* ACTIVITY *
In the entries below, find the line containing "We have tests", then copy it and every later line exactly, ending with the last line.

* INFORMATION PROVIDED *
PR #2932, opened 2021-01-13
Adding test case for super access from class field defined as arrow function

### LINKED ISSUE #2931: Missing tests for super biding on class fields initializer
We have tests verifying super biding on initializer and even super called from eval, but we are missing tests where super is used within arrow function defined as class field. The motivation behind this test case is a [bug](https://bugs.webkit.org/show_bug.cgi?id=220558) found on JSC implementation.

caiolima:
It closes #2931.

### DIFF
--- a/src/class-elements/super-access-from-arrow-func-on-field.case
+++ b/src/class-elements/super-access-from-arrow-func-on-field.case
@@ -1,0 +1,35 @@
+// Copyright (C) 2021 Caio Lima (Igalia SL). All rights reserved.
+// This code is governed by the BSD license found in the LICENSE file.
+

* ANSWER BELOW *
We have tests verifying super biding on initializer and even super called from eval, but we are missing tests where super is used within arrow function defined as class field. The motivation behind this test case is a [bug](https://bugs.webkit.org/show_bug.cgi?id=220558) found on JSC implementation.

caiolima:
It closes #2931.

### DIFF
--- a/src/class-elements/super-access-from-arrow-func-on-field.case
+++ b/src/class-elements/super-access-from-arrow-func-on-field.case
@@ -1,0 +1,35 @@
+// Copyright (C) 2021 Caio Lima (Igalia SL). All rights reserved.
+// This code is governed by the BSD license found in the LICENSE file.
+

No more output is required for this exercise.